* ACTION ITEM: Using the records that appear below, write out exactly the lines from the one with "then connect to" through the one with "I inverted the", keeping both end lines.

───── EXTRACTED ENTRIES

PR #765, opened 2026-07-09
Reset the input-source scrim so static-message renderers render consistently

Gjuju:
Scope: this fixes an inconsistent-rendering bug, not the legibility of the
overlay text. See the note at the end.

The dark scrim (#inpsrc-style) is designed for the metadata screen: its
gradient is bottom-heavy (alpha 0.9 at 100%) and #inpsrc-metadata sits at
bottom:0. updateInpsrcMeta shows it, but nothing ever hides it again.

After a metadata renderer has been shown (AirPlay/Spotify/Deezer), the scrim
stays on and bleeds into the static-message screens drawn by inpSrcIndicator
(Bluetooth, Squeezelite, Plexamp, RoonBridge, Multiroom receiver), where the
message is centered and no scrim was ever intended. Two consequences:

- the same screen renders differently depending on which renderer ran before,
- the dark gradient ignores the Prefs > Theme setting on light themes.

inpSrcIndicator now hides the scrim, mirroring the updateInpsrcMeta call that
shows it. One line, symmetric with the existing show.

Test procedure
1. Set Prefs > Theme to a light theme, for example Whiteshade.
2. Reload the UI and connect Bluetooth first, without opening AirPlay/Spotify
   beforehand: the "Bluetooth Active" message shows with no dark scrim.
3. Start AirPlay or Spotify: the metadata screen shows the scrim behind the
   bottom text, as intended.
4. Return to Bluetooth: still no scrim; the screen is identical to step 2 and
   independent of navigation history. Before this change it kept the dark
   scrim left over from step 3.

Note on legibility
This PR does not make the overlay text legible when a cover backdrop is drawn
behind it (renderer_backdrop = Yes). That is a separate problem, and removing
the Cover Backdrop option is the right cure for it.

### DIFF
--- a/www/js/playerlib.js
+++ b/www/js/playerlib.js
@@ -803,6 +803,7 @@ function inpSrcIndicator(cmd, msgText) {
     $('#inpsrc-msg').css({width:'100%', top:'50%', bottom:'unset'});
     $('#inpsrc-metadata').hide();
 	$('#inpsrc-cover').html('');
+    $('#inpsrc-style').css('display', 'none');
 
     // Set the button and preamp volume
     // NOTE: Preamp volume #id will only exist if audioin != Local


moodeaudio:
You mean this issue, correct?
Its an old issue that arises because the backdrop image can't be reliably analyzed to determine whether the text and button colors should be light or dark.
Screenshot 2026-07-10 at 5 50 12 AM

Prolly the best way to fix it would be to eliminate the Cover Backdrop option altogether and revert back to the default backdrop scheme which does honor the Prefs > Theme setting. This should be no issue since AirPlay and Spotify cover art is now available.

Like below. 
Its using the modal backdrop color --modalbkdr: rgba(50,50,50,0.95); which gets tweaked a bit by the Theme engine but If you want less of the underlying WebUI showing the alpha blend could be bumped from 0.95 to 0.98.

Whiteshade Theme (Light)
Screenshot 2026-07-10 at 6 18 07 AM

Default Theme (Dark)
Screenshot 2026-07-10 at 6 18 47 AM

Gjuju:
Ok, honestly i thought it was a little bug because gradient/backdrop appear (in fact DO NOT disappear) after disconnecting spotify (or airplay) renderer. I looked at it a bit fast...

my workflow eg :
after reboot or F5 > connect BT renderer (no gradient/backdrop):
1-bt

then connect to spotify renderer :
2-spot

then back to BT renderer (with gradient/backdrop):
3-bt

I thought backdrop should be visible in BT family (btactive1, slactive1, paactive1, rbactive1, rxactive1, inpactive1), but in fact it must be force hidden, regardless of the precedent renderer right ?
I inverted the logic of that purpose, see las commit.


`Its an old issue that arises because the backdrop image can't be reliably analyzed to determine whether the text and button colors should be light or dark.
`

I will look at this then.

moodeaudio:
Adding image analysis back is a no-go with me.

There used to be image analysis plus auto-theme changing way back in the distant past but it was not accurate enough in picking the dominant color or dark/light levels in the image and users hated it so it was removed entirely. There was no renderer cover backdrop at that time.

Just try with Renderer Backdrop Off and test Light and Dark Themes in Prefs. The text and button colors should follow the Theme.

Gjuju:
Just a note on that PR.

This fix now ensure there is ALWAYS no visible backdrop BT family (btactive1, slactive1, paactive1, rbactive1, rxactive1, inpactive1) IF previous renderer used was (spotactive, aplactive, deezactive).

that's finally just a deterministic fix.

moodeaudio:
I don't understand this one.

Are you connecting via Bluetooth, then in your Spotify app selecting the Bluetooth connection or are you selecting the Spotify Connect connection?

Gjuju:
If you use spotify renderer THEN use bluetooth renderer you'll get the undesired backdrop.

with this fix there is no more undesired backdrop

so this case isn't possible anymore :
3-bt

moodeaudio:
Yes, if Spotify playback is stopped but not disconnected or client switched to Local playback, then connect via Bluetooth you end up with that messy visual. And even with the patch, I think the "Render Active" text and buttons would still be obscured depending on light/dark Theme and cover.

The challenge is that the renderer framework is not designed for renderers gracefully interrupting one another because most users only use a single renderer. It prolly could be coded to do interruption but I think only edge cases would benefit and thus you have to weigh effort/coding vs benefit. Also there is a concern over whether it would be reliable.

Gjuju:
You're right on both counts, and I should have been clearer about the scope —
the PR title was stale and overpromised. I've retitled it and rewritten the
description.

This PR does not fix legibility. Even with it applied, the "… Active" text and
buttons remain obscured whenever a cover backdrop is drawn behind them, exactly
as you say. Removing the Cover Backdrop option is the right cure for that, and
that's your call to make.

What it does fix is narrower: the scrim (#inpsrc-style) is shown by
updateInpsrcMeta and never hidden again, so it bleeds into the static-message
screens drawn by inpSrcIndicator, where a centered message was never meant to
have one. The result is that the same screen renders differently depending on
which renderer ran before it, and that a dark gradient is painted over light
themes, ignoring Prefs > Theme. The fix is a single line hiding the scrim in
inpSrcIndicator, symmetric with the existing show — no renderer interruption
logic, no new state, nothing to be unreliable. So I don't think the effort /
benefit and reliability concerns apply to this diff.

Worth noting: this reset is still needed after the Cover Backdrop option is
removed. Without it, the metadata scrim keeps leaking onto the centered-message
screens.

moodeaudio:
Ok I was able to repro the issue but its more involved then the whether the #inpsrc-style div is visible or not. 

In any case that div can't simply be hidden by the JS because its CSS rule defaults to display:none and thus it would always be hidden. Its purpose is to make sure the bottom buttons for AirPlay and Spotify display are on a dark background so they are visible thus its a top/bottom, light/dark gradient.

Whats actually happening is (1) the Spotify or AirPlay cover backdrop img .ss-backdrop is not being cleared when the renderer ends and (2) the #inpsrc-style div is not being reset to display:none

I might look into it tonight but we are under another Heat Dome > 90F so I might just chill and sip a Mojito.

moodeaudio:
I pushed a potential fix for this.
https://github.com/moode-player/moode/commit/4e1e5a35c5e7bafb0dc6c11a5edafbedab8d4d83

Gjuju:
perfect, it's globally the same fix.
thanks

──────────
───── EXTRACTED ENTRIES

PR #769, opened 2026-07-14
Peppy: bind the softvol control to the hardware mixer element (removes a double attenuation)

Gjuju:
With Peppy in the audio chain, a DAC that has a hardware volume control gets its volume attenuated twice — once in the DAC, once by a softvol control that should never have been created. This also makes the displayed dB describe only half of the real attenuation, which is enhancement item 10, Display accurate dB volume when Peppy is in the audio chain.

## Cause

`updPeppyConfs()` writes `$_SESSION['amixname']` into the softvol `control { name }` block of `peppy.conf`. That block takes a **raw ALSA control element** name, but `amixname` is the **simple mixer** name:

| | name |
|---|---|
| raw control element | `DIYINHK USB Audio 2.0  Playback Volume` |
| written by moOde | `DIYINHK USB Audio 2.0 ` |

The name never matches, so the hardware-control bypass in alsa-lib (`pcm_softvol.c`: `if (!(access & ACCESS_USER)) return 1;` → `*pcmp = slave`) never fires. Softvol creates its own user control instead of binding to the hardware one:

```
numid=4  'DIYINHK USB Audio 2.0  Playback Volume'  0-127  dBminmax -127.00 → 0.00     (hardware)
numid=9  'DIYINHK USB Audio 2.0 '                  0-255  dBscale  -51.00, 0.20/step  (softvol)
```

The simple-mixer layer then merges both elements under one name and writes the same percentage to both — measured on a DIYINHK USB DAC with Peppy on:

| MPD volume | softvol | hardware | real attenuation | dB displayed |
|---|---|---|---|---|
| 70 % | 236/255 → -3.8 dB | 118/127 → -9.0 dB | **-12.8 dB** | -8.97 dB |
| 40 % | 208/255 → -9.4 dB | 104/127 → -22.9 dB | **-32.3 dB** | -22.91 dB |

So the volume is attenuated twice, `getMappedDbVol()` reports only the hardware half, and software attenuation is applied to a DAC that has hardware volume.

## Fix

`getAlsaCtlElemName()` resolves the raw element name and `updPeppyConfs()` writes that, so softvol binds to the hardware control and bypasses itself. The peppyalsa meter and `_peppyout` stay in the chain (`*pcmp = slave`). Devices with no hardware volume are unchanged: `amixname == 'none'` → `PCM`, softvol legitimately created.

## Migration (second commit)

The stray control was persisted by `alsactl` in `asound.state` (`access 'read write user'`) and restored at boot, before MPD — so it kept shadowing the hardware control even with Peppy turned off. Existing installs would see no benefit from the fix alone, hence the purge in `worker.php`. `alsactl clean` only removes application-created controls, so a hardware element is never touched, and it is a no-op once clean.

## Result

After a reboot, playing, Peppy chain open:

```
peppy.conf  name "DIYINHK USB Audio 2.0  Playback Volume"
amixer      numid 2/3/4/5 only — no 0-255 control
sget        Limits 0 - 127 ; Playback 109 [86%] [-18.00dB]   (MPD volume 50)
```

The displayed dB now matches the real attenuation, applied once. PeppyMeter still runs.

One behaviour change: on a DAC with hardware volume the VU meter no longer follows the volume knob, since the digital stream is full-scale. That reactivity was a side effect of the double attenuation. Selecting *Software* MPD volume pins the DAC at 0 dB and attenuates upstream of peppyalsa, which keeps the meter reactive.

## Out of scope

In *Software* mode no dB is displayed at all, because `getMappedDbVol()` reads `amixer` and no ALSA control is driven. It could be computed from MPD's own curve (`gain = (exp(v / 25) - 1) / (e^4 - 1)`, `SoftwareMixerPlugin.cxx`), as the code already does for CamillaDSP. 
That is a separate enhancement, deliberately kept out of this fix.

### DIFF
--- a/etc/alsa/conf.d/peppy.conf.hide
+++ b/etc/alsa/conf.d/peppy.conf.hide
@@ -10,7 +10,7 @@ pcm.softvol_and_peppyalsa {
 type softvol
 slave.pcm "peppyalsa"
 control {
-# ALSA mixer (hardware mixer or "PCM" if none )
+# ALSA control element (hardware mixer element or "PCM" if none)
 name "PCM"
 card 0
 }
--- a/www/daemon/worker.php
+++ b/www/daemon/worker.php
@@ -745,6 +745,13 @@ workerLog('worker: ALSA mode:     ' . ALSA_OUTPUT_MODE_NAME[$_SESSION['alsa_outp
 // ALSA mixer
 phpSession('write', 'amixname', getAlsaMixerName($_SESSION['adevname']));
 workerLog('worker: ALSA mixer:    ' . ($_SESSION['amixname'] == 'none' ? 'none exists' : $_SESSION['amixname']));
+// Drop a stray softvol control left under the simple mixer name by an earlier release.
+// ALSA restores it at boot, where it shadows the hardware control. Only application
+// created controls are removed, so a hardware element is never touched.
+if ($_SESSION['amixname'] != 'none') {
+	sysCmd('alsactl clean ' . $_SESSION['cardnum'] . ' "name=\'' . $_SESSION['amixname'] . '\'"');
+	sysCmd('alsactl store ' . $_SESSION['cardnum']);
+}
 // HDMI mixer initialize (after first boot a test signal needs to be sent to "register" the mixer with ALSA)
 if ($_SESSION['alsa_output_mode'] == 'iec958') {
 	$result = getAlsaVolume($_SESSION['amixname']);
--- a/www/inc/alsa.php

──────────
───── EXTRACTED ENTRIES

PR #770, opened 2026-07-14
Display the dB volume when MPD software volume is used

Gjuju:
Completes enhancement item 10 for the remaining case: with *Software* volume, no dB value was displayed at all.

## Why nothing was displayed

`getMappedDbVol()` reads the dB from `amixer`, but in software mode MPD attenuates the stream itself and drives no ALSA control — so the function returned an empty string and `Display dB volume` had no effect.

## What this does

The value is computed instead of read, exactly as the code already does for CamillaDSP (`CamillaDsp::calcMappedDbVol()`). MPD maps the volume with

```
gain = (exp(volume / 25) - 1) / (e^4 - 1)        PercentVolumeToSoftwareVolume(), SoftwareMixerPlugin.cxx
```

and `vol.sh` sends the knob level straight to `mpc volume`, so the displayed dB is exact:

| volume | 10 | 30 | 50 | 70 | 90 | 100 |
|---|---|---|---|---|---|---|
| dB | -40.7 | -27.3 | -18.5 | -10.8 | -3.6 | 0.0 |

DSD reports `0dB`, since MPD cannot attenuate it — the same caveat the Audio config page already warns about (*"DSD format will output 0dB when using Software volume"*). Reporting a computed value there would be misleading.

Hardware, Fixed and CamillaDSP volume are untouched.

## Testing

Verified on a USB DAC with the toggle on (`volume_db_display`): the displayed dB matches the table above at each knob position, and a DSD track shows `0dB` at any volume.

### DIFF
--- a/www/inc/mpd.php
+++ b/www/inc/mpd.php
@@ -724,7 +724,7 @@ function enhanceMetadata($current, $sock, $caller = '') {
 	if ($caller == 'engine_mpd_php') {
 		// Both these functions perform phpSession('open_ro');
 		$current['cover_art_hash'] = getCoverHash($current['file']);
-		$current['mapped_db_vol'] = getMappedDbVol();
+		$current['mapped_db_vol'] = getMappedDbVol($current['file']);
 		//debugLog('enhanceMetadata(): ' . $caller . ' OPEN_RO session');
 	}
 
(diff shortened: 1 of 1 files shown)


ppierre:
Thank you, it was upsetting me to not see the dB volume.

──────────

* TASK RESULT:
then connect to spotify renderer :
2-spot

then back to BT renderer (with gradient/backdrop):
3-bt

I thought backdrop should be visible in BT family (btactive1, slactive1, paactive1, rbactive1, rxactive1, inpactive1), but in fact it must be force hidden, regardless of the precedent renderer right ?
I inverted the logic of that purpose, see las commit.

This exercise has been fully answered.